▸ **Source records**
PR #1155, opened 2026-07-22
Keep backend runtime state out of the bind-mounted source tree

### LINKED ISSUE #1154: `--purge-all` leaves root-owned files behind in `app/backend/`
`python run.py --purge-all` is supposed to reset the repo to a fresh-clone state, but two things survive it because the backend container writes them into the bind-mounted source tree (`./backend:/backend` in `app/docker-compose.yml`) as root:

1. **`app/backend/db.sqlite3`** — Django's SQLite database, recreated by `migrate --noinput` on every boot (`app/backend/api/settings.py` points `DATABASES` at `BASE_DIR / "db.sqlite3"`). Stale ORM state from the previous install carries over into what should be a clean environment.

2. **`app/backend/**/__pycache__/`** — bytecode compiled by the root container into the host source tree. Stale caches from a previous version survive the reset, and since both are `root:root`, they can't be removed without sudo anyway.

Neither path is in the purge inventory in `tt_setup/cleanup/_orchestrate.py`. Fix would be to add them to the host-state items list — the existing `_remove_path` docker fallback already handles root-owned files.

stisiTT:
Fixes #1154.

## Problem

`./backend` is bind-mounted into the backend container in every mode, and the container runs as root. Two kinds of runtime state therefore land root-owned inside the repo and survive `python run.py --purge-all`:

- `app/backend/db.sqlite3` — recreated by `migrate --noinput` on every boot, so stale ORM state carries over into what should be a fresh environment
- `app/backend/**/__pycache__/` — stale bytecode from previous versions

## Changes

- **Move the SQLite DB into the persistent volume** (`backend_volume/db.sqlite3`). The volume is already mounted in the container, created at import time by `backend_config`, and removed by `--purge-all`, so the DB now resets with everything else and never touches the source tree.
- **Set `PYTHONDONTWRITEBYTECODE=1` for the backend and agent containers.** Set via compose `environment` so it also reaches the prebuilt dev images (dev mode bind-mounts `./backend` and `./agent`), plus the backend Dockerfile for non-compose runs.
- **Add the legacy leftovers to the `--purge-all` inventory** — `app/backend/db.sqlite3`, `app/backend/temp` (RAG upload scratch), and `__pycache__` dirs under `app/backend`/`app/agent` — so existing installs get cleaned up too. The existing `_remove_path` container fallback already handles the root ownership.

## Verification

Ran `python run.py --dev` from a fully purged state:

- backend `/up/` → 200, frontend `:3000` → 200, inference server `/health` → 200
- `db.sqlite3` was created in `tt_studio_persistent_volume/backend_volume/` (not in `app/backend/`)
- `PYTHONDONTWRITEBYTECODE=1` confirmed set inside the running dev container; no new `.pyc`/`__pycache__` written during boot
- `python run.py --purge-all` (aborted at the confirm prompt) lists the new entries: the legacy DB row plus 11 `__pycache__` rows from the previous install


anirudTT:
reviewing this shortly

anirudTT (approved):

PR #1170, opened 2026-07-24
fix: footer shows all device IDs for multi-chip models

### LINKED ISSUE #1147: Footer shows wrong device IDs for multi-chip models (e.g. Llama on device 0,1)
## Summary

The deployed-models popover in the **Footer** shows the wrong device ID(s) for multi-chip models. When a Llama model is deployed across two chips (e.g. `--device-id 0,1`), the footer badge shows only a single device (`dev:0`) instead of both chips (`dev:0,1`).

## Root cause

`app/frontend/src/components/Footer.tsx` (~lines 627–632) renders the device badge from the scalar `model.device_id` only, and ignores the `device_ids` array:

```tsx
{/* Device ID badge */}
{model.device_id != null && (
  <span className="...">
    dev:{model.device_id}
  </span>
)}
```

For a multi-chip deployment the backend reports the full set in `device_ids` (e.g. `[0, 1]`); `device_id` is a single/legacy scalar. The footer only reads the scalar, so it drops the extra chip(s).

`ModelsDeployedCard` already handles this correctly via its `deviceIdsForRow` helper (`app/frontend/src/components/models/ModelsDeployedCard.tsx:55-60`), which prefers the `device_ids` array and falls back to the scalar:

```ts
if (Array.isArray(row.device_ids) && row.device_ids.length > 0) return row.device_ids;
if (row.device_id != null) return [row.device_id];
```

The Footer should use the same logic.

## Steps to reproduce

1. Deploy a Llama model pinned to two chips: `python run.py run <llama-model> --device-id 0,1`.
2. Open the deployed-models popover in the app footer.
3. The device badge shows `dev:0` (only one chip) instead of `dev:0,1`.

## Expected behavior

The footer badge should display all reserved chips for the model, e.g. `dev:0,1`, matching what the Models Deployed card shows.

## Suggested fix

- In `Footer.tsx`, build the badge from `device_ids` (array) with a `device_id` scalar fallback — reuse/extract the `deviceIdsForRow` logic from `ModelsDeployedCard.tsx` so both surfaces stay consistent.
- Confirm the footer's model type (`app/frontend/src/api/modelsDeployedApis.ts`) exposes `device_ids`.

AnkittChauhan:
### Description

The deployed-models popover in the Footer was previously only rendering the scalar `device_id`, which caused it to only display a single chip (e.g. `dev:0`) when a model was actually allocated across multiple chips (e.g. `--device-id 0,1`). 

This PR resolves the issue and aligns the Footer's logic with the `ModelsDeployedCard` component.

- Fixes #1147 
### Changes Made
* Extracted the `deviceIdsForRow` logic into a shared utility (`app/frontend/src/utils/deviceIds.ts`).
* Updated `Footer.tsx` to utilize this shared utility, correctly prioritizing the `device_ids` array when rendering the badge.
* Cleaned up `ModelsDeployedCard.tsx` to use the new shared import.

### Validation & Screenshot
Since I don't have access to Tenstorrent hardware locally to test a multi-chip deployment, I've added an automated E2E test (`footer-device-ids.spec.ts`). This test mocks the backend response with multiple allocated chips (`device_ids: [0, 1, 3]`) and successfully validates that the UI renders the correct multi-chip string (`dev:0,1,3`).

Screenshot 2026-07-24 at 3 41 38 PM

### DIFF
--- a/app/frontend/src/components/Footer.tsx
+++ b/app/frontend/src/components/Footer.tsx
@@ -20,6 +20,7 @@ import { getBuildInfo } from "../api/githubApi";
 import { HardwareIcon } from "./aiPlaygroundHome/HardwareIcon";
 import { cn } from "../lib/utils";
 import { useFooterVisibility } from "../hooks/useFooterVisibility";
+import { deviceIdsForRow } from "../utils/deviceIds";
 
 interface FooterProps {
   className?: string;
@@ -499,10 +500,10 @@ const Footer: React.FC<FooterProps> = ({ className }) => {
                               onClick={handleRefreshBoardDetection}
                               disabled={refreshing || isInCooldown}
                               className={`p-1 rounded-full border border-transparent transition-colors duration-150 ${refreshing
-                                  ? "opacity-70 cursor-wait"
-                                  : isInCooldown
-                                    ? "opacity-60 cursor-not-allowed"
-                                    : "hover:bg-TT-purple-accent/10 dark:hover:bg-TT-purple-accent/20"
+                                ? "opacity-70 cursor-wait"
+                                : isInCooldown
+                                  ? "opacity-60 cursor-not-allowed"
+                                  : "hover:bg-TT-purple-accent/10 dark:hover:bg-TT-purple-accent/20"
                                 }`}
                               aria-label="Retry board detection"
                             >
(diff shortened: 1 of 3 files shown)


jashansinghTT (approved):
This worked for me

PR #1176, opened 2026-07-27
Launcher: --uninstall, --switch, and stale tt-studio shortcut auto-repair

jashansinghTT:
The `tt-studio` shell shortcut bakes in the repo path it was installed from, so launching from a different or newer checkout kept starting the old one — and there was no way to remove the shortcut or move a checkout to a release candidate from the CLI.

- On a normal startup, if the installed shortcut points at a different checkout, it is re-pointed to the current one with a one-line notice.
- `--uninstall`: runs the `--purge-all` teardown and then removes the shell shortcut. One confirmation covers both; declining leaves everything untouched.
- `--switch REF`: fetches origin and checks out a branch (fast-forwarded) or tag (detached, for RCs), then exits so the next run starts on the new code. Refuses on a dirty working tree.

Verified with the launcher test suite (193 tests passing, including new `tests/test_shortcut.py` and `tests/test_switch.py`), plus manual runs: stale-shortcut repair and uninstall against a scratch rc file, `--switch` dirty-tree refusal (exit 1), and the `--uninstall` decline path. A real branch switch / full purge wasn't run on this machine since a live dev stack with deployed models is using the checkout; those paths are covered by the mocked git-sequence tests.

### DIFF
--- a/CLAUDE.md
+++ b/CLAUDE.md
@@ -52,6 +52,8 @@ python run.py --logs          # stream all container logs (docker compose logs -
 python run.py --info          # re-show the "TT Studio is ready" summary (URLs, mode, hardware)
 python run.py --report-bug    # bundle logs (logs/tt-studio-logs-ttbr-*.zip) + open a GitHub issue
 python run.py --install-shortcut # add a `tt-studio` shell shortcut (~/.zshrc/~/.bashrc)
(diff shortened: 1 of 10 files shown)


rnabeelTT (approved):
lgtm

PR #1180, opened 2026-07-28
build(backend): remove the CUDA dependency chain from the backend image

jashansinghTT:
## Problem

Installing the backend crawls through several GB of `nvidia-*` wheels it never uses. `sentence-transformers` was the cause: it requires torch, and torch's Linux wheel hard-depends on 15 CUDA packages plus triton — 4.6 GB of a 5.5 GB `site-packages`. Nothing in the backend imports torch, and no CUDA device is ever attached; we only mount `/dev/tenstorrent`. Its one consumer was the Chroma embedding function for `all-MiniLM-L6-v2`.

## Change

That call site now uses ChromaDB's `ONNXMiniLM_L6_V2` — same weights, running on `onnxruntime`, which was already a requirement. The model is baked into the image, since ChromaDB otherwise downloads it to a path no volume persists and its downloader takes no lock, so the four uvicorn workers would race to extract it.

`Pillow`, `scipy`, and `scikit-learn` are now declared explicitly. All three were already installed, but only as transitive deps of sentence-transformers: `Pillow` for image resizing in `model_control`, and `scipy`/`scikit-learn` because the Dockerfile installs `openwakeword` with `--no-deps` and it imports both at module scope. Without them the wake word feature breaks at import.

A second commit drops `langchain` and `langchain-chroma`, which nothing imports.

## Measurements

| | before | after | |
|---|---|---|---|
| Cold image build | 3 m 35 s | **1 m 28 s** | 2.5x faster |
| `pip install` layer | 101.0 s | **15.6 s** | 6.5x faster |
| Wheels downloaded | 2.89 GB (157) | **147 MB (125)** | 20x less |
| Image, local mode | 11.7 GB | **4.12 GB** | |
| Image, AI Playground mode | 11.7 GB | **2.05 GB** | |
| `site-packages` | 5.5 GB | **771 MB** | |

Method: `docker build --no-cache` of each branch's real Dockerfile, AI Playground variant so the unchanged tt-smi/Rust step doesn't dominate, alternating old/new runs so network variance hits both. Three runs for the pip layer (spread 0.3 s) and two for the full build (spread 2.4 s). Download volume is from `pip download` into an empty cache, which is network-independent. The new build is already paying its ~3 s model bake in these numbers.

The biggest single wheel removed is `torch` at 502 MB, followed by `nvidia_cublas` at 404 MB and `nvidia_cudnn` at 349 MB. This was measured on one machine with a fast link — since the saving is 2.74 GB of transfer, the gap gets wider on slower connections, where the old build is mostly just waiting on the network.

Local mode adds the same unchanged tt-smi/Rust step to both sides, so it shifts both totals by a constant; see the follow-up below.

## Existing collections still work

Verified rather than assumed: the old build wrote a collection, then the new build queried it — same top-3 documents, identical distances to 5 decimal places. Both paths truncate at 256 tokens, which matters because the 1000-character chunk size sits on that boundary. No re-indexing needed.

## Verification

▸ **What you will do**
The word to find is "Screenshot". Copy every line of the data that holds it.

▸ **Output for this task**
### Validation & Screenshot
Screenshot 2026-07-24 at 3 41 38 PM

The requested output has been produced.